___ Data excerpts

PR #335, opened 2018-08-22
RESTWS-711- Change to new MappingJackson2HttpMessageConverter in spring 4.3.x

wluyima:
https://issues.openmrs.org/browse/RESTWS-711


omod-common/src/main/java/org/openmrs/module/webservices/rest/web/MappingJacksonHttpMessageConverter.java
```diff
@@ -0,0 +1,40 @@
...
+ * graphic logo is a trademark of OpenMRS Inc.
+ */
+package org.openmrs.module.webservices.rest.web;
+
+import org.openmrs.api.context.Context;
+import org.springframework.context.annotation.Bean;
+import org.springframework.context.annotation.Configuration;
+import org.springframework.http.converter.HttpMessageConverter;
+
+@Configuration
```
djazayeri: Need some javadoc explaining what's going on here.

omod-common/src/main/java/org/openmrs/module/webservices/rest/web/MappingJacksonHttpMessageConverter.java
```diff
@@ -0,0 +1,40 @@
...
+public class MappingJacksonHttpMessageConverter {
+	
+	private static final String PACKAGE = "org.springframework.http.converter.json.";
+	
+	private static final String OLD_CLASS_NAME = PACKAGE + "MappingJacksonHttpMessageConverter";
```
djazayeri: Instead of OLD_CLASS_NAME and NEW_CLASS_NAME wouldn't it be better to call these CLASS_FROM_SPRING43 and CLASS_BEFORE_SPRING43 or something?

omod-common/src/main/java/org/openmrs/module/webservices/rest/web/MappingJacksonHttpMessageConverter.java
wluyima: Will do, actually I need to rename this class

omod-common/src/main/java/org/openmrs/module/webservices/rest/web/MappingJacksonHttpMessageConverter.java
wluyima: Makes sense

omod-common/src/main/java/org/openmrs/module/webservices/rest/web/MappingJacksonHttpMessageConverterConfig.java
```diff
@@ -0,0 +1,47 @@
...
+ * configuration class allows the module to run on both pre and post 4.1.0 versions of Spring by
+ * loading the new class if it's available in the spring version that OpenMRS is running on
+ * otherwise it falls back to the old one.
+ */
+@Configuration
+public class MappingJacksonHttpMessageConverterConfig {
+	
+	private static final String PACKAGE = "org.springframework.http.converter.json.";
+	
+	private static final String CLASS_BEFORE_SPRING_4_1 = PACKAGE + "MappingJacksonHttpMessageConverter";
```
wluyima: Actually it's more like the OpenMRS version rather than the spring version. When we upgraded to spring 4.1.x, the dev copied the removed classes into core because I guess we were still running Jackson 1.x yet the new converter requires Jackson 2.x

PR #336, opened 2018-08-24
Solving RESTWS-713 - Add free-text cause of death to Person resource

fruether:
1. Adding new attribute to set of return values
2. Create one simple test case to make sure everything is working

https://issues.openmrs.org/browse/RESTWS-713

### DIFF
--- a/integration-tests/src/test/java/org/openmrs/module/webservices/rest/ITBase.java
+++ b/integration-tests/src/test/java/org/openmrs/module/webservices/rest/ITBase.java
@@ -64,11 +64,11 @@ public abstract class ITBase {
 				
 				final RequestConfig requestConfig = RequestConfig.custom().setSocketTimeout(retryAfter)
 				        .setConnectTimeout(retryAfter).build();
-
+				
 				final String startupUri = TEST_URL.getScheme() + "://" + TEST_URL.getHost() + ":"
-						+ TEST_URL.getPort() + TEST_URL.getPath();
+				        + TEST_URL.getPort() + TEST_URL.getPath();
 				System.out.println("Waiting for server at " + startupUri + " for " + timeout / 1000 + " more seconds...");
-
+				
 				while (System.currentTimeMillis() - time < timeout) {
 					try {
 						final HttpClient client = HttpClientBuilder.create().disableAutomaticRetries().build();
@@ -97,10 +97,10 @@ public abstract class ITBase {
 					catch (IOException e) {
 						System.out.println(e.toString());
 					}
-
+					
 					try {
 						System.out.println("Waiting for "
-								+ (timeout - (System.currentTimeMillis() - time)) / 1000 + " more seconds...");
+						        + (timeout - (System.currentTimeMillis() - time)) / 1000 + " more seconds...");
 						Thread.sleep(retryAfter);
 					}
 					catch (InterruptedException e) {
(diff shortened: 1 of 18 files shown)


omod-2.2/src/main/java/org/openmrs/module/webservices/rest/web/v1_0/resource/openmrs2_2/PersonResource2_2.java
```diff
@@ -0,0 +1,29 @@
...
+ * graphic logo is a trademark of OpenMRS Inc.
+ */
+
+package org.openmrs.module.webservices.rest.web.v1_0.resource.openmrs2_2;
+
+import org.openmrs.module.webservices.rest.web.representation.Representation;
+import org.openmrs.module.webservices.rest.web.resource.impl.DelegatingResourceDescription;
+import org.openmrs.module.webservices.rest.web.v1_0.resource.openmrs1_8.PersonResource1_8;
+
+public class PersonResource2_2 extends PersonResource1_8 {
```
wluyima: Should extend the current highest class in the hierarchy which I think was suggested to be `PersonResource1_11` from the ticket description.

There is missing metadata on the class for this to work, please refer to `PersonResource1_11` for an example

omod-2.2/src/test/java/org/openmrs/module/webservices/rest/web/v1_0/resource/openmrs2_2/PersonResource2_2Test.java
```diff
@@ -0,0 +1,58 @@
...
+	
+	@Override
+	public String getUuidProperty() {
+		return RestTestConstants2_2.PERSON_UUID;
+	}
+	
+	@Override
+	public void validateFullRepresentation() throws Exception {
+		super.validateFullRepresentation();
+		assertPropEquals("gender", getObject().getGender());
```
wluyima: This is repetition, the call to super.validateFullRepresentation() avove has already validated all the existing fields, therefore you should only validate the new one after that.

omod-2.2/src/main/java/org/openmrs/module/webservices/rest/web/v1_0/resource/openmrs2_2/PersonResource2_2.java
```diff
@@ -0,0 +1,29 @@
...
+	
+	@Override
+	public DelegatingResourceDescription getRepresentationDescription(Representation rep) {
+		DelegatingResourceDescription description = super.getRepresentationDescription(rep);
+		
+		if(description != null) {
+			description.addProperty("causeOfDeathNonCoded");
```
wluyima: I think you should check the representation type so that you don't add the field for the RefRepresentation

fruether: But it is the same way done in 1_11. There is is also just checked if it is != null.

Shall I yet do the instance of check?

omod-2.2/src/main/java/org/openmrs/module/webservices/rest/web/v1_0/resource/openmrs2_2/PersonResource2_2.java
fruether: oh sry. For some reasons I had 1_8 in my mind while creating the class

omod-2.2/src/main/java/org/openmrs/module/webservices/rest/web/v1_0/resource/openmrs2_2/PersonResource2_2.java
wluyima: It was just an example to follow, you shouldn't copy everything literally, context and the property you're adding determines, in this case causeOfDeath is null in most cases for most patients, therefore it's not key information, so you should not include it for the RefRepresentation which  is a very minimal form.

fruether:
Alright I fixed this in the new PR version.

PR #337, opened 2018-08-24
Solving RESTWS-713

fruether:
Adding new attribute to set of return values
Create one simple test case to make sure everything is working
https://issues.openmrs.org/browse/RESTWS-713

### DIFF
--- a/omod-2.2/src/main/java/org/openmrs/module/webservices/rest/web/v1_0/resource/openmrs2_2/PersonResource2_2.java
+++ b/omod-2.2/src/main/java/org/openmrs/module/webservices/rest/web/v1_0/resource/openmrs2_2/PersonResource2_2.java
@@ -1,0 +1,64 @@
+/**
+ * This Source Code Form is subject to the terms of the Mozilla Public License,
+ * v. 2.0. If a copy of the MPL was not distributed with this file, You can
+ * obtain one at http://mozilla.org/MPL/2.0/. OpenMRS is also distributed under
+ * the terms of the Healthcare Disclaimer located at http://openmrs.org/license.
+ *
+ * Copyright (C) OpenMRS Inc. OpenMRS is a registered trademark and the OpenMRS
+ * graphic logo is a trademark of OpenMRS Inc.
+ */
+
+package org.openmrs.module.webservices.rest.web.v1_0.resource.openmrs2_2;
+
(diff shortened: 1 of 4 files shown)


fruether:
Would it be possible to change the reference Person object so that it contains actually a causeofDeath non coded ?

fruether:
I have to add methods like getCreatableProperties (if I understood the example correctly) so the PR is not ready yet

omod-2.2/src/main/java/org/openmrs/module/webservices/rest/web/v1_0/resource/openmrs2_2/PersonResource2_2.java
```diff
@@ -0,0 +1,64 @@
...
+import org.openmrs.module.webservices.rest.web.representation.Representation;
+import org.openmrs.module.webservices.rest.web.resource.impl.DelegatingCrudResource;
+import org.openmrs.module.webservices.rest.web.resource.impl.DelegatingResourceDescription;
+import org.openmrs.module.webservices.rest.web.response.ResourceDoesNotSupportOperationException;
+import org.openmrs.module.webservices.rest.web.v1_0.resource.openmrs1_11.PersonResource1_11;
+
+/**
+ * {@link Resource} for Person, supporting standard CRUD operations
+ */
+@Resource(name = RestConstants.VERSION_3 + "/person", order = 1, supportedClass = Person.class, supportedOpenmrsVersions = {
```
wluyima: I doubt if order adds value here? Given that it's the same value anyways like PersonResource1_11

wluyima: Should be version 1, this is rest API and not a resource version.

omod-common/src/main/java/org/openmrs/module/webservices/rest/web/RestConstants.java
```diff
@@ -73,6 +73,11 @@
 	 */
 	public static final String VERSION_2 = "v2";
 	
+	/**
+	 * The version number for the third rest web services representations
+	 */
+	public static final String VERSION_3 = "v3";
```
wluyima: You can remove this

______

# What you are asked to do
Every line of the data that includes the word "while" should be copied.

# Worked solution
 				while (System.currentTimeMillis() - time < timeout) {
fruether: oh sry. For some reasons I had 1_8 in my mind while creating the class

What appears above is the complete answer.